I have been trying to read other things when I’ve had the energy, which hasn’t been often. I gave up on A Time of Gifts, though, which shames me somewhat to admit but there it is. There was a lot of fine writing but I couldn’t catch any momentum from it, and it turns out not to be as diverting as I’d hoped to read about someone else’s travels while unable to go anywhere myself. I’ve read a handful of romance novels–Christina Lauren’s The Unhoneymooners, Talia Hibbert’s Take a Hint, Dani Brown, and (most of) Jasmine Guillory’s Party of Two–just meh, all of them. I’m a hundred pages or so into Isabella Hammad’s The Parisian and it seems promising; once I finish The Private Patient, I want to settle in and really give it a chance. I’ve also just read Sarah Moss’s forthcoming Summerwater — but I have to save up what I think about that for the review I’ll be writing for the Dublin Review of Books.

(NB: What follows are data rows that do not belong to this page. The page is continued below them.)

PR #441, opened 2020-05-05
Location data capture for tree location analysis 

arunbakt:
This is a work in progress and created to receive comments, feedback and discussion. 

The change is to capture location data from the moment the user intends to capture a planted tree until the time it is clicked. If the user decides to cancel, the location capture stops. A shared view model is used by MapsFragment and NewTreeFragment to observe the location data. The shared view model saves the new location to a local db for later syncing it to the cloud for accuracy analysis. This sync part is not yet implemented and is pending.

Please see comments on the code for review feedback and discussion.


app/src/main/java/org/greenstand/android/TreeTracker/viewmodels/CaptureLocationViewModel.kt
```diff
@@ -0,0 +1,78 @@
...
+    private val treeTrackerDAO: TreeTrackerDAO,
+    private val workManager: WorkManager
+):ViewModel() {
+
+    private val gson = Gson()
+    private var cancelLocationCaptureJob: CoroutineContext? = null
+    private val locationObserver: Observer<Location?> = Observer {
+        it?.apply {
+            viewModelScope.launch(Dispatchers.IO) {
+                userManager.planterCheckinId?.let{ planterCheckinId ->
```
Elforama, line 33: Can we please move this logic into a useCase class?

app/src/main/java/org/greenstand/android/TreeTracker/viewmodels/CaptureLocationViewModel.kt
```diff
@@ -0,0 +1,78 @@
...
+                            longitude,
+                            accuracy,
+                            System.currentTimeMillis()
+                        )
+                    val base64String = Base64.encodeToString(
+                        gson.toJson(locationData).toByteArray(),
+                        Base64.DEFAULT
+                    )
+                    Timber.i("Inserting a new location data $base64String")
+                    treeTrackerDAO.insertLocationData(LocationCaptureEntity(base64String))
```
Elforama, line 47: Can we move this logic into a usecase class?

app/src/main/java/org/greenstand/android/TreeTracker/viewmodels/CaptureLocationViewModel.kt
```diff
@@ -0,0 +1,78 @@
...
+    }
+
+    fun stopLocationCapture() {
+        cancelLocationCaptureJob?.cancel()
+        userLocationManager.locationUpdateLiveDate.removeObserver(locationObserver)
+    }
+
+    private suspend fun scheduleCancelLocationCapture() {
+        viewModelScope.launch(Dispatchers.Main) {
+            delay(1000*60*15)
```
Elforama, line 65: Can we please use constants here to help make more sense of these values

app/src/main/java/org/greenstand/android/TreeTracker/viewmodels/CaptureLocationViewModel.kt
```diff
@@ -0,0 +1,78 @@
...
+import kotlinx.coroutines.delay
+import kotlinx.coroutines.launch
+import org.greenstand.android.TreeTracker.database.TreeTrackerDAO
+import org.greenstand.android.TreeTracker.database.entity.LocationCaptureEntity
+import org.greenstand.android.TreeTracker.managers.UserLocationManager
+import org.greenstand.android.TreeTracker.managers.UserManager
+import timber.log.Timber
+import kotlin.coroutines.CoroutineContext
+
+class CaptureLocationViewModel(
```
Elforama, line 21: It seems like we're using this viewmodel less like a viewmodel, and more like a model layer objected with a limited scope.
The two views that use this ViewModel already have Viewmodels, which can get confusing. Can we look into using Koins scoping feature? Perhaps we can create a tree capture scope to help limit the capture time of location.

Elforama:
Looking really good!

app/src/main/java/org/greenstand/android/TreeTracker/viewmodels/CaptureLocationViewModel.kt
Elforama: Also, in reference to the Koin scoping below, perhaps the usecase can be what is scoped to the other two views ViewModels

arunbakt:
Thank you for your quick review @Elforama.  I will look into the koin scoped use case tomorrow. 
 I have couple of questions.  
1. I used ViewModel so that I can tap into the lifecycle component feature where the  observer is removed the moment ViewModel scope goes away and this would make it unnecessary to schedule cancellation code using co-routines. The cancellation co-routine uses  Main dispatcher and i haven't tested it. It might not be good thing to use Main thread I suppose. What is your thoughts on it? 
Thank you again for your inputs. It helps to have a conversation.

app/src/main/java/org/greenstand/android/TreeTracker/database/TreeTrackerDAO.kt
```diff
@@ -3,6 +3,7 @@ package org.greenstand.android.TreeTracker.database
 import androidx.room.*
 import org.greenstand.android.TreeTracker.database.entity.*
 import org.greenstand.android.TreeTracker.database.views.TreeMapMarkerDbView
+import org.greenstand.android.TreeTracker.viewmodels.LocationData
```
Elforama, line 6: Do we need this?

app/src/main/java/org/greenstand/android/TreeTracker/usecases/UploadLocationData.kt
```diff
@@ -0,0 +1,44 @@
...
+    override suspend fun execute(params: Unit): Boolean {
+        try {
+            withContext(Dispatchers.IO) {
+                val locations = dao.getTreeLocationData()
+                val treeLocations = mutableListOf<String>()
+                val gson = Gson()
+                for (location in locations) {
+                    val locJson = gson.toJson(location)
+                    treeLocations.add(locJson)
+                }
```
Elforama, line 27: We can make this:
`
val treeLocations = locations.map { gson.toJson(it) } 
`

arunbakt:
@Elforama  I pinged you in slack with a question about using Koin scoped components. I also left comments/questions on this PR regarding the same (I couldn't respond individually to the comments for some reason).  Let me know what you think when you have a chance.

arunbakt:
@Elforama , 

Updated the PR with the suggestions you made. This update includes the sync to upload the file with base64 encoded json data to the s3 account. The only thing i didn't pursue is the scheduled cancellation of data capture in case when the user abandons the capture process for more than 15 minutes. I believe the `onPause` lifecycle method should take care of this if the user navigates away from the capture screen.  

Thank you for your feedback, it was helpful. I like the koin scope better than view model that I initially used.

app/src/main/java/org/greenstand/android/TreeTracker/usecases/SyncDataUseCase.kt
```diff
@@ -8,9 +8,12 @@ import org.greenstand.android.TreeTracker.database.TreeTrackerDAO
 import timber.log.Timber
 import kotlin.coroutines.coroutineContext
 
+const val TAG = "SyncDataUseCase"
```
Elforama, line 11: Can we move this into the Usecase? Otherwise it's a global value

app/src/main/java/org/greenstand/android/TreeTracker/usecases/SyncDataUseCase.kt
```diff
@@ -70,6 +74,13 @@ class SyncDataUseCase(
     }
 
     private suspend fun uploadTreeLocationData() {
-        // Timber.tag("UploadTreeLocationData").d("Uploading ${}")
+        Timber.tag(TAG).d("Processing tree location data")
+        kotlin.runCatching {
+            uploadLocationDataUseCase.execute(Unit)
+            Timber.tag(TAG).d("Uploading tree location data complete")
+            dao.purgeUploadedTreeLocations()
```
Elforama, line 81: What do you think about moving this purge into the upload usecase you made?

Elforama:
@arunbakt Looking good!

I have a question about when we are supposed to capture the users location. It looks like we captures it for as long as the camera is shown to the user. Is it shown more than that?

app/src/main/java/org/greenstand/android/TreeTracker/activities/ImageCaptureActivity.kt
```diff
@@ -54,6 +61,16 @@ class ImageCaptureActivity : AppCompatActivity() {
         viewFinder.post { startCamera(captureSelfie) }
     }
 
+    override fun onPause() {
+        super.onPause()
+        locationCaptureScope.stopLocationCapture()
```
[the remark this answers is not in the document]
Elforama: If the GPS is only tracking while they are in the camera, why don't we start GPS when the camera screen starts, and stop it when the camera screen starts. Not sure we need the start GPS in maps fragment or if we need the custom scope either.

app/src/main/java/org/greenstand/android/TreeTracker/activities/ImageCaptureActivity.kt
```diff
@@ -54,6 +61,16 @@ class ImageCaptureActivity : AppCompatActivity() {
...
+    }
+
+    override fun onResume() {
+        super.onResume()
+        locationCaptureScope.startLocationCapture()
```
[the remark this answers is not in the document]
Elforama: We might want to call these in onStart and onStop instead. onPause can get called if a dialog pops up.
I also think we may want to limit where the GPS logic is, and just keep in in the camera screen. For instance, if we put a screen before the camera, we could have GPS running when it shouldn't.

app/src/main/java/org/greenstand/android/TreeTracker/activities/ImageCaptureActivity.kt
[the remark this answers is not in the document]
arunbakt: @Elforama,  you have a valid point. But the original requirement was to expand the GPS data collection from the moment user clicks on Add tree button.  I agree, if the need is to just capture  location data only when the camera is shown to the user, we don't need the scoped component and limit it to the camera screen alone. I will update the PR.

arunbakt:
@Elforama updated the PR with your suggestion to restrict the location data collection to the camera screen.  Please take a look when you have a chance.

Otherwise, I’ve continued puttering away at ideas for my fall classes. I was feeling overwhelmed by attempting to shape my traditional MWF schedule for 19th-Century Fiction into modules (though it was a boost to remind myself, by doing that work, that the end result will eventually be talking about 19th-century novels again, which I miss!). So for the last few days I’ve gone back to working through ideas for a new grading scheme for my first-year class. I’ve moved away from ‘contract grading’ towards ‘specifications grading,’ and I’ve been trying to map out bundles of activities that would work well with the options we’ll have in the online environment. (If you are wondering what specifications grading is, here’s a general overview and here’s someone talking about how he has used it in his class.) As I do this I have also been trying to imagine modules for the first-year class, which is not driven by specific texts the way the 19th-century fiction class is. I usually organize it by genre and then use specific examples within each genre to highlight specific topics like point of view, figurative language, irony, etc. For the online version I think I’m going to start from those topics and pick the readings from different genres–but I really don’t know yet.

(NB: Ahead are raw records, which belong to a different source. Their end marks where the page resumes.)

Issue #436, opened 2020-04-22
Add UUID to planter registration JSON


deepwinter:
Add a record_uuid to the planter registration JSON.  This UUID is only for detecting duplicate inserts later in the pipeline, it has no significance in identifying the planter.

{ lat: 0,
  long: 0,
  last_name: 'uh',
  first_name: 'hh',
  organization: 'uj',
  device_identifier: 'ab0045b962db2543',
  planter_identifier: '3126655658',
  record_uuid: $calculated_uuid }

PR #442, opened 2020-05-15
436 record UUID

Elforama:
Issue: https://github.com/Greenstand/treetracker-android/issues/436

### DIFF
--- a/app/src/main/java/org/greenstand/android/TreeTracker/database/Migrations.kt
+++ b/app/src/main/java/org/greenstand/android/TreeTracker/database/Migrations.kt
@@ -2,6 +2,7 @@ package org.greenstand.android.TreeTracker.database
 
 import androidx.room.migration.Migration
 import androidx.sqlite.db.SupportSQLiteDatabase
+import org.greenstand.android.TreeTracker.database.entity.PlanterInfoEntity
 
 
 val MIGRATION_1_2 = object : Migration(1, 2) {
@@ -55,4 +56,10 @@ val MIGRATION_1_2 = object : Migration(1, 2) {
         }
     }
 
+}
+
+val MIGRATION_2_3 = object : Migration(2, 3) {
+    override fun migrate(database: SupportSQLiteDatabase) {
+        database.execSQL("ALTER TABLE ${PlanterInfoEntity.TABLE} ADD COLUMN ${PlanterInfoEntity.RECORD_UUID} TEXT")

One thing that has started weighing on my mind is that all this planning isn’t the same as actually creating content for the fall. I don’t have much more time, really, before I have to commit to a basic outline of elements for both classes and begin to script presentations, videos, writing prompts, and so forth. The whole specifications grading thing is going to require very careful explanations and instructions. But I remind myself: I’m not starting from scratch, even though the apparatus and presentation will be different. I have oodles of notes and materials, including slides, that can be adapted–and I don’t have to have everything ready to go at once. In some ways I can see that would be desirable, but on the other hand, it seems key, especially when this is all so new to me, that I be ready and able to change things up based on how things go with the first few modules. I hope students will recognize that for me too, this term will involve some trial and error!

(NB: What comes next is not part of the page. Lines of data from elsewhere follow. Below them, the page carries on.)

PR #453, opened 2020-07-20
Disregard automatic sign out when adding a tree in justdigit version

arunbakt:
The justdigit version of treetracker requires automatic sign out to not occur. Currently the default version has a background job that signs out the user if the last check in is two weeks old. But there is also another check in feature when the user is attempting to add a tree. This check makes check-in older than 2 hours requiring a login again. 

The solution is add the automatic sign-out feature flag to this condition thereby just-digit versions don't require this check while adding a tree.

### DIFF
--- a/app/src/main/AndroidManifest.xml
+++ b/app/src/main/AndroidManifest.xml
@@ -36,7 +36,7 @@
         android:name=".application.TreeTrackerApplication"
         android:allowBackup="true"
         android:icon="@mipmap/ic_launcher"
-        android:roundIcon="@mipmap/ic_launcher"
+        android:roundIcon="@mipmap/ic_launcher_round"
         android:supportsRtl="true"
         android:label="@string/app_name"
         android:theme="@style/AppTheme"
--- a/app/src/main/AndroidManifest.xml
+++ b/app/src/main/AndroidManifest.xml
@@ -36,7 +36,7 @@
         android:name=".application.TreeTrackerApplication"
         android:allowBackup="true"
         android:icon="@mipmap/ic_launcher"
-        android:roundIcon="@mipmap/ic_launcher_round"
+        android:roundIcon="@mipmap/ic_launcher"
         android:supportsRtl="true"
         android:label="@string/app_name"
         android:theme="@style/AppTheme"
--- a/app/src/main/java/org/greenstand/android/TreeTracker/fragments/MapsFragment.kt
+++ b/app/src/main/java/org/greenstand/android/TreeTracker/fragments/MapsFragment.kt
@@ -40,7 +40,6 @@ import org.greenstand.android.TreeTracker.managers.FeatureFlags
 import org.greenstand.android.TreeTracker.managers.UserLocationManager
 import org.greenstand.android.TreeTracker.managers.accuracyStatus
 import org.greenstand.android.TreeTracker.map.TreeMapMarker
-import org.greenstand.android.TreeTracker.usecases.ExpireCheckInStatusUseCase
 import org.greenstand.android.TreeTracker.utilities.ImageUtils
 import org.greenstand.android.TreeTracker.utilities.TreeClusterRenderer
 import org.greenstand.android.TreeTracker.utilities.ValueHelper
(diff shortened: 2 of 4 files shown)


app/src/main/AndroidManifest.xml
```diff
@@ -36,7 +36,7 @@
         android:name=".application.TreeTrackerApplication"
         android:allowBackup="true"
         android:icon="@mipmap/ic_launcher"
-        android:roundIcon="@mipmap/ic_launcher_round"
+        android:roundIcon="@mipmap/ic_launcher"
```
Elforama, line 39: Why was the icon shape here changed?

app/src/main/java/org/greenstand/android/TreeTracker/fragments/MapsFragment.kt
```diff
@@ -164,7 +164,8 @@ class MapsFragment : androidx.fragment.app.Fragment(), OnClickListener, OnMapRea
                         ValueHelper.TIME_OF_LAST_PLANTER_CHECK_IN_SECONDS,
                         0
                     )
-                    if (currentTimestamp - lastTimeStamp > ValueHelper.CHECK_IN_TIMEOUT) {
+                    if (FeatureFlags.AUTOMATIC_SIGN_OUT_FEATURE_ENABLED &&
```
Elforama, line 167: We should replace all this logic with `ValidateCheckInStatusUseCase`

app/src/main/AndroidManifest.xml
arunbakt: For some reason, I don't have the ic_launcher_round in my checkout files. I will double check this again.

app/src/main/java/org/greenstand/android/TreeTracker/usecases/ExpireCheckInStatusUseCase.kt
```diff
@@ -14,4 +17,13 @@ class ExpireCheckInStatusUseCase constructor(private val sharedPreferences: Shar
...
+    fun readyForAutomaticSignout(): Boolean {
+        val currentTimestamp = System.currentTimeMillis() / 1000
+        val timeStampForLastCheckIn = sharedPreferences.getLong(
+            ValueHelper.TIME_OF_LAST_PLANTER_CHECK_IN_SECONDS,
+            0
+        )
+        return (FeatureFlags.AUTOMATIC_SIGN_OUT_FEATURE_ENABLED &&
+                currentTimestamp - timeStampForLastCheckIn > ValueHelper.CHECK_IN_TIMEOUT)
+    }
+}
```
Elforama, line 29: Ideally we want a usecase to have just the execute method. It should do just one thing.
Also, as I mentioned in a past comment, this logic is already in the app inside `ValidateCheckInStatusUseCase` we just need to trigger that where the check is. Ideally from within the viewmodel

arunbakt: I will make the change. I didn't notice the `ValidateCheckInStatusUseCase`.

 I prefer and like domain models that have cohesive responsibilities and not thrilled by functions dispersed in various disparate use cases. I understand this is how the app is architected. In my mind, UseCase pattern feels appropriate when there is a notion of performing an action that requires orchestrating more than one domain class. If we were to create use case for every single piece of logic than there is no cohesive domain object.  Just wanted to share my thoughts with you.

app/src/main/java/org/greenstand/android/TreeTracker/viewmodels/MapViewModel.kt
```diff
@@ -33,6 +35,10 @@ class MapViewModel constructor(private val validateCheckInStatusUseCase: Validat
         }
     }
 
+    suspend fun requiresLogin(): Boolean {
```
arunbakt, line 38: I had to add this function since I don't see a good way to use the existing boolean MutableLiveData in a `Add tree button` click listener. Let me know if there is a clean and simple way to use it, I will change it. 

For now, this looks like the straight forward way to implement this change.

And that’s where I am now, almost four months into this strange new locked down world–at least in the parts of my life that I write about here. I continue to take comfort and courage from the virtual communities that mean more to me now than ever, as we support and distract and teach and challenge and console each other as best we can.


Then, instead of having three distinct conversations about the reading on three separate days (which, again, has always allowed me to pace us, and to model sorting out specific interpretive elements rather than facing everything that’s going on in the novel all at once), we’ll have discussion boards. Presumably, the topics will reflect the same questions I usually set in class, but I’m not sure if I should try to move us through these topics in some kind of sequence across the week, as I would in person, or think of the module as weighted towards reading at the beginning of the week and discussion at the end of the week. Probably the latter–though they might miss getting input and ideas from each other (and from me) earlier in their reading. I don’t want to be micromanaging participation on the discussion boards too much: I’m imagining how strange this all might feel to them, and ideally I’d like it to feel both easy and sort of natural to contribute. Super-rigid requirements (post once by Wednesday, reply once on Thursday, post again on Friday–whatever) really work against that and give me a lot to keep track of.
I think the next step for me is actually to back away from the overwhelming amount of information and advice I’ve been contemplating about online teaching and go back to my actual teaching notes. Looking at the topics I usually cover with a modular redesign in mind will probably help me realize ways in which these bundles would actually work and think in more concrete ways about just how different the online experience needs or doesn’t need to be. Precisely because I’ve been teaching 19th-century fiction in such a similar way for so long, it is the one that feels the strangest to mess with, but it’s also the one where I have the simplest overall goal–to have the best conversations we can about our readings–and the most faith in the books themselves to get us talking, one way or another. Even if I don’t get everything right on my first attempt to do all this online, at least we’ll still be working our way through Middlemarch!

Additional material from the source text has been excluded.